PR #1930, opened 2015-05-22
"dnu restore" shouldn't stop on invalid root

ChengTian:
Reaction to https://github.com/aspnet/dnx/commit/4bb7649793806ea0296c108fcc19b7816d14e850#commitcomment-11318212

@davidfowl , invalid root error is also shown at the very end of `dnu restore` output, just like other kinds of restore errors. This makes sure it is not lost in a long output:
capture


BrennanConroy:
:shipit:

********************

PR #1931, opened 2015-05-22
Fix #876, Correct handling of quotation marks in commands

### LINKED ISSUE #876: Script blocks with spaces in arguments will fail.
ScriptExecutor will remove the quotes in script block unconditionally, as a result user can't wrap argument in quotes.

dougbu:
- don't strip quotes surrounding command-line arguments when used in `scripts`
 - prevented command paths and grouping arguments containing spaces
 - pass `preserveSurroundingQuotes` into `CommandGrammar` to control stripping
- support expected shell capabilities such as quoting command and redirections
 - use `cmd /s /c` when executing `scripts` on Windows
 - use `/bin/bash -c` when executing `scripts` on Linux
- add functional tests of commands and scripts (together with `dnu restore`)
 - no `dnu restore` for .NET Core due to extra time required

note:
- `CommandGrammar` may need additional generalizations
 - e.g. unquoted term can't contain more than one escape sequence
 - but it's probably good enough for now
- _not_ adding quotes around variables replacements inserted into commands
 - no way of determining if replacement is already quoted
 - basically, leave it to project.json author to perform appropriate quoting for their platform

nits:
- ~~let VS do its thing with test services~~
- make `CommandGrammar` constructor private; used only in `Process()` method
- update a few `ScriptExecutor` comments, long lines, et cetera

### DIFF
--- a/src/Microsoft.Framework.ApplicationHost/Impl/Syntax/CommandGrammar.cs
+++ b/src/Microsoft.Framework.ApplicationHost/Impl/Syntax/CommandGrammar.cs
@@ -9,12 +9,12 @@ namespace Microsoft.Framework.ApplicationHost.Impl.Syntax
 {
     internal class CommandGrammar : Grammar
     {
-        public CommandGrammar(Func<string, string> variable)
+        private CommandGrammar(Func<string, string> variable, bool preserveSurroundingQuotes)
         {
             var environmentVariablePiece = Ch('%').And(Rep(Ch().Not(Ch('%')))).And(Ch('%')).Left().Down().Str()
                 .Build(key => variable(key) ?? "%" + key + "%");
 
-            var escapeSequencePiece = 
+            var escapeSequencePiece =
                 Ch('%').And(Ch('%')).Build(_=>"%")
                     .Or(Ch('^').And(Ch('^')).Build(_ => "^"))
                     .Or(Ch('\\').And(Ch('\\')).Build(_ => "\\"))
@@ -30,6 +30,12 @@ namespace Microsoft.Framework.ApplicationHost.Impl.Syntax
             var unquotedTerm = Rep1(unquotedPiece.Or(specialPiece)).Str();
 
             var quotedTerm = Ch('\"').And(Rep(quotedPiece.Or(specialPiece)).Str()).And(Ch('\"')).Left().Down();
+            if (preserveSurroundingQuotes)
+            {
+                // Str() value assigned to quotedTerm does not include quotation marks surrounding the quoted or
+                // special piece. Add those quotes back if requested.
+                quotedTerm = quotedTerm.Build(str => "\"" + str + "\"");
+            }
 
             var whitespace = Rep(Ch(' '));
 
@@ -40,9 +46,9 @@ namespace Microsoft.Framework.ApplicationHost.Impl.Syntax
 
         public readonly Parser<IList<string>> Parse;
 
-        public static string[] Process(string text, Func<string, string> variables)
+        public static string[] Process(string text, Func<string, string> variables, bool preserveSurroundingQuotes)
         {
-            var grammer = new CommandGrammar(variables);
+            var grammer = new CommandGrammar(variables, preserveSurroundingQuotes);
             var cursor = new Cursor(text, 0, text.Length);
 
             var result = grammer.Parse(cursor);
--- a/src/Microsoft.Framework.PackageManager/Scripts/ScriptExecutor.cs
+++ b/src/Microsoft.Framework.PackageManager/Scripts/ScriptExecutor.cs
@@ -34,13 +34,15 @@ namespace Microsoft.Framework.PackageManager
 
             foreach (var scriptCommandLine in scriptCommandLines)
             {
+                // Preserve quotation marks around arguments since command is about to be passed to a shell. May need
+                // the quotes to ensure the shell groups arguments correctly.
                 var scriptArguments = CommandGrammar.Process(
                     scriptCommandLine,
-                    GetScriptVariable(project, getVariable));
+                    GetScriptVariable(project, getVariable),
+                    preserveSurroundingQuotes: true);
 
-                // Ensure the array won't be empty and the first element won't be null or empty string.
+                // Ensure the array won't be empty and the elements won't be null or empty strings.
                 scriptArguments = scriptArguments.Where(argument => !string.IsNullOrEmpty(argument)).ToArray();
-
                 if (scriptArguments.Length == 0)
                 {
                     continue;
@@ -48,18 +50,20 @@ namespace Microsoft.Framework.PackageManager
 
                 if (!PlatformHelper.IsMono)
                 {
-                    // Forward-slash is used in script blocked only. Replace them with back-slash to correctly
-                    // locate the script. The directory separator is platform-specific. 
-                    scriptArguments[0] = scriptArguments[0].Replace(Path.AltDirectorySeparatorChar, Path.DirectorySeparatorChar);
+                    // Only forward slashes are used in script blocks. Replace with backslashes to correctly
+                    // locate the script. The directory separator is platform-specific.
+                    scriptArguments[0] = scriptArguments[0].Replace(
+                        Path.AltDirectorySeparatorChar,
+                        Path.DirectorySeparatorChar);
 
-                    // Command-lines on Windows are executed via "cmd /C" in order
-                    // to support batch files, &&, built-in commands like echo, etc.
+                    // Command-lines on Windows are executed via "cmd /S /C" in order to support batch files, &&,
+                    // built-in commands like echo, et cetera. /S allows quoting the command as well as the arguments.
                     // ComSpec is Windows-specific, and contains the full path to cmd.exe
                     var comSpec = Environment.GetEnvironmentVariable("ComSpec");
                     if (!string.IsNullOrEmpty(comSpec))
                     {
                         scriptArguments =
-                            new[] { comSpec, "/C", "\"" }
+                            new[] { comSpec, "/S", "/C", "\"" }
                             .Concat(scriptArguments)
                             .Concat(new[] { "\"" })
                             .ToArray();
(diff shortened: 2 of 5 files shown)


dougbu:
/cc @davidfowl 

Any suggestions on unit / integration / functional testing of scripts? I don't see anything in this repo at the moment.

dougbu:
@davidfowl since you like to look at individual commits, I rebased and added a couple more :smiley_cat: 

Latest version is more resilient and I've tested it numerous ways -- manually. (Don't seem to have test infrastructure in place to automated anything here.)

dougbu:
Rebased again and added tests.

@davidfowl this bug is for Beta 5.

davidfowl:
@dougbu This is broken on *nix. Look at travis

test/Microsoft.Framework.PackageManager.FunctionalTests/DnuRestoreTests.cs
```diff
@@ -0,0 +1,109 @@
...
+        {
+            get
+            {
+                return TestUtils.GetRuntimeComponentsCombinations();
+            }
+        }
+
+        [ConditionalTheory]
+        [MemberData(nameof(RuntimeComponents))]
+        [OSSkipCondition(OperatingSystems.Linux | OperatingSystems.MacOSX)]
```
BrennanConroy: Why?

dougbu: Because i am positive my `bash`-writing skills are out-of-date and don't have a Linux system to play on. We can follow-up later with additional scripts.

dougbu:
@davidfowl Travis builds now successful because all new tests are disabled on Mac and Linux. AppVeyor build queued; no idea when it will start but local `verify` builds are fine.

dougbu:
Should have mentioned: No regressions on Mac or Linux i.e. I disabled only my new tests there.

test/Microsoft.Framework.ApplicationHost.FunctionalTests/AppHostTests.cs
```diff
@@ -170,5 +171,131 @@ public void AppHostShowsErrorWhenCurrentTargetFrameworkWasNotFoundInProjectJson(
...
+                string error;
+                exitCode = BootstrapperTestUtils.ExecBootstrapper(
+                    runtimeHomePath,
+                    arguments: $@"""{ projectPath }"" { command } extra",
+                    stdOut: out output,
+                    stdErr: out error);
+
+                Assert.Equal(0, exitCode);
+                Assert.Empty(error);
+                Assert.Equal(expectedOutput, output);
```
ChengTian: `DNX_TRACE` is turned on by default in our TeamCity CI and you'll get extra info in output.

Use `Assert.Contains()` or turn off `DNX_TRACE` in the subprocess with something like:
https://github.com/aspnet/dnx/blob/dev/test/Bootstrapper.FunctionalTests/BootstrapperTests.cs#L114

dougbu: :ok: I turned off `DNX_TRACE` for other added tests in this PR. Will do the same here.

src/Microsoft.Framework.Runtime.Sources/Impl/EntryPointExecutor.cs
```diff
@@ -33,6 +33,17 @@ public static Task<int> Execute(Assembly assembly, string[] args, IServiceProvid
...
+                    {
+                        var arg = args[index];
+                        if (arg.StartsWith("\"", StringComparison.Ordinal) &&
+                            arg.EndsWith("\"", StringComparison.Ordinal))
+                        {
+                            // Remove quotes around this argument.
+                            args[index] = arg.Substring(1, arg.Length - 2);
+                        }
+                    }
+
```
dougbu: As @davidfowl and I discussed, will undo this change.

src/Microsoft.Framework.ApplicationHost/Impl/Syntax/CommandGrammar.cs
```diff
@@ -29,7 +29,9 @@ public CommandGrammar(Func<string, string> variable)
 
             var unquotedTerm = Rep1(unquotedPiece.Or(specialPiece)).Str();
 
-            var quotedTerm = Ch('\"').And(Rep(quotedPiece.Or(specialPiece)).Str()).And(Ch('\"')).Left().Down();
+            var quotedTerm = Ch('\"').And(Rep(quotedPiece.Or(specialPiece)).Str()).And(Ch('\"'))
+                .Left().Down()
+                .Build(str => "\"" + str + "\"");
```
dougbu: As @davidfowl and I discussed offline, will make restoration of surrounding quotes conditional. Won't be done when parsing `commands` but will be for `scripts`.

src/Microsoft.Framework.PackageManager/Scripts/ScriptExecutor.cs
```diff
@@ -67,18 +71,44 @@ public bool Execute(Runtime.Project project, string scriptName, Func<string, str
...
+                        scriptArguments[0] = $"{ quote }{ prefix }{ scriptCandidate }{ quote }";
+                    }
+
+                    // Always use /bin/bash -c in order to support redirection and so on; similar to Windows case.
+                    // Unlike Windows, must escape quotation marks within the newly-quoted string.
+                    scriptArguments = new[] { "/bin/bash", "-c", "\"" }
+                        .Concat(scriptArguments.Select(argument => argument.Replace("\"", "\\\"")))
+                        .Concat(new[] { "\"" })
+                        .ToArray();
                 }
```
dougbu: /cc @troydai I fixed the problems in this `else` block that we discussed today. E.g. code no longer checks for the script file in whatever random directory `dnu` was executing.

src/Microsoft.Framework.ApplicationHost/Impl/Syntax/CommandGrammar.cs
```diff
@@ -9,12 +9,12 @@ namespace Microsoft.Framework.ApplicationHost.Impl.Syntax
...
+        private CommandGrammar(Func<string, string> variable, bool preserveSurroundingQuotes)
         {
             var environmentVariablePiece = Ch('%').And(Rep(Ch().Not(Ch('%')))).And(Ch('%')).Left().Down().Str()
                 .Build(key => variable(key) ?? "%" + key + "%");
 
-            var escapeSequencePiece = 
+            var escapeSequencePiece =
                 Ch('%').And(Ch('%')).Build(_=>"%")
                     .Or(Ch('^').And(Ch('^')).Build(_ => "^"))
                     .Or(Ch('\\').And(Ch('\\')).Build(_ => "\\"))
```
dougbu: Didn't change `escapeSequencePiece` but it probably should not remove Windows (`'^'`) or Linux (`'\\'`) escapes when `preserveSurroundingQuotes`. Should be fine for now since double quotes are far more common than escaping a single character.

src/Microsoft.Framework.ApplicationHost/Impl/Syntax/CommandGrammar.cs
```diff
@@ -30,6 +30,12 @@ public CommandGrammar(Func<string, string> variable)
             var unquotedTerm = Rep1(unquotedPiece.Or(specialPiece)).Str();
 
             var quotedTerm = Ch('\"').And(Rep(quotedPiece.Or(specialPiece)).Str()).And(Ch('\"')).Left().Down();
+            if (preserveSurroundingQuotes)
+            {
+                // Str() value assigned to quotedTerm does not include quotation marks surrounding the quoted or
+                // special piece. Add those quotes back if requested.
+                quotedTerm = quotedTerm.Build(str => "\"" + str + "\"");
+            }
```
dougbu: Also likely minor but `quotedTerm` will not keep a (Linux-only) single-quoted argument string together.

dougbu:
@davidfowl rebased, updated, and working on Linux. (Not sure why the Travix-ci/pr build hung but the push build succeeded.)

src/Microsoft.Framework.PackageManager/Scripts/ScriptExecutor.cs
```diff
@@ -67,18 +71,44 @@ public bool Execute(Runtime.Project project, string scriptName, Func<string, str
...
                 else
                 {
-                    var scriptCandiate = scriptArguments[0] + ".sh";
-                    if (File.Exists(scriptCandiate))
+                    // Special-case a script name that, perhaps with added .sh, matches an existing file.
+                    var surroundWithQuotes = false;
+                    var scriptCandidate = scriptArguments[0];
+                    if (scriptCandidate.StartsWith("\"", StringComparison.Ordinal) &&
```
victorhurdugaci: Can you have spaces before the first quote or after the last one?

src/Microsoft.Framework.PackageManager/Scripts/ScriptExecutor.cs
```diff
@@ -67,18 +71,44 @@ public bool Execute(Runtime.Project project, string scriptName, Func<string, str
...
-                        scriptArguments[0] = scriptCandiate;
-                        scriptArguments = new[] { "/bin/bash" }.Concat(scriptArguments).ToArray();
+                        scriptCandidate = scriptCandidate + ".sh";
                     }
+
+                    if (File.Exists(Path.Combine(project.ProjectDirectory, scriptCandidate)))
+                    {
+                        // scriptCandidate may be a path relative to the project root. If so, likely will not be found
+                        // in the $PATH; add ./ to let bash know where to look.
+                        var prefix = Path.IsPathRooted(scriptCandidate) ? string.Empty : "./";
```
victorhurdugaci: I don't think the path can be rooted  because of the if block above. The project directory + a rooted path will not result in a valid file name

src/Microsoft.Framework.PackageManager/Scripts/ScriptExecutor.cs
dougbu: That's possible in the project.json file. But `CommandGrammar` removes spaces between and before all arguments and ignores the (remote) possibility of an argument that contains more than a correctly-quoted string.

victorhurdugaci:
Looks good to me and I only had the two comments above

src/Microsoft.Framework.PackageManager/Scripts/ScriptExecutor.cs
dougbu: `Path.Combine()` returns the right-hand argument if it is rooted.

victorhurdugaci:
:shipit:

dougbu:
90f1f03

********************

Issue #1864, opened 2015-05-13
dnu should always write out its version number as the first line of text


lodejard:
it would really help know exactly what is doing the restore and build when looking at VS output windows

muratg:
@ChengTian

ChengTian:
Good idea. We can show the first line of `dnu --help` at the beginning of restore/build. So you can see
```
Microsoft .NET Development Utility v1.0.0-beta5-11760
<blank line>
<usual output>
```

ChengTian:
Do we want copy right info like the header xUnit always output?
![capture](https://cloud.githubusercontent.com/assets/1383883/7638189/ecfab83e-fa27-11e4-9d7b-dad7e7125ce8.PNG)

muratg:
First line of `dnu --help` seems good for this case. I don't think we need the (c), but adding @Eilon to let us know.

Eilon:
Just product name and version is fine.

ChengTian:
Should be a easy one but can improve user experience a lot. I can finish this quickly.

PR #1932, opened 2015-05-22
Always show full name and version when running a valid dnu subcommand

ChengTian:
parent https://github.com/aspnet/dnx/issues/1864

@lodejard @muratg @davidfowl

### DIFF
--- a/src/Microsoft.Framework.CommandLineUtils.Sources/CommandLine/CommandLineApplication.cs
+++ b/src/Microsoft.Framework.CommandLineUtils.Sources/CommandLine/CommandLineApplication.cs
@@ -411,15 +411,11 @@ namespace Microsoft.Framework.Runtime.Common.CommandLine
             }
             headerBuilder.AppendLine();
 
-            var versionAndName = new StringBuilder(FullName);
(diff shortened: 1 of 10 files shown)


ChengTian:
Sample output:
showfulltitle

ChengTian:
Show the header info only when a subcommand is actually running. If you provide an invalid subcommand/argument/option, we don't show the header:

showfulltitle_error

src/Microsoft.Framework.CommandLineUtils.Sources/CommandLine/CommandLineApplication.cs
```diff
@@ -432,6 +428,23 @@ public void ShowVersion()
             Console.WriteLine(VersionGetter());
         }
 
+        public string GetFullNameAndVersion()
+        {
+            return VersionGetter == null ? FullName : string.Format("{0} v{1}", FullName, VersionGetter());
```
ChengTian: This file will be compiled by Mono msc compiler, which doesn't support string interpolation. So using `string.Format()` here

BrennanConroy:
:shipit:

********************

Task requirements:
All lines with the word "that" must be located in the data and copied.

Task response:
dougbu: /cc @troydai I fixed the problems in this `else` block that we discussed today. E.g. code no longer checks for the script file in whatever random directory `dnu` was executing.
+                    // Special-case a script name that, perhaps with added .sh, matches an existing file.
dougbu: That's possible in the project.json file. But `CommandGrammar` removes spaces between and before all arguments and ignores the (remote) possibility of an argument that contains more than a correctly-quoted string.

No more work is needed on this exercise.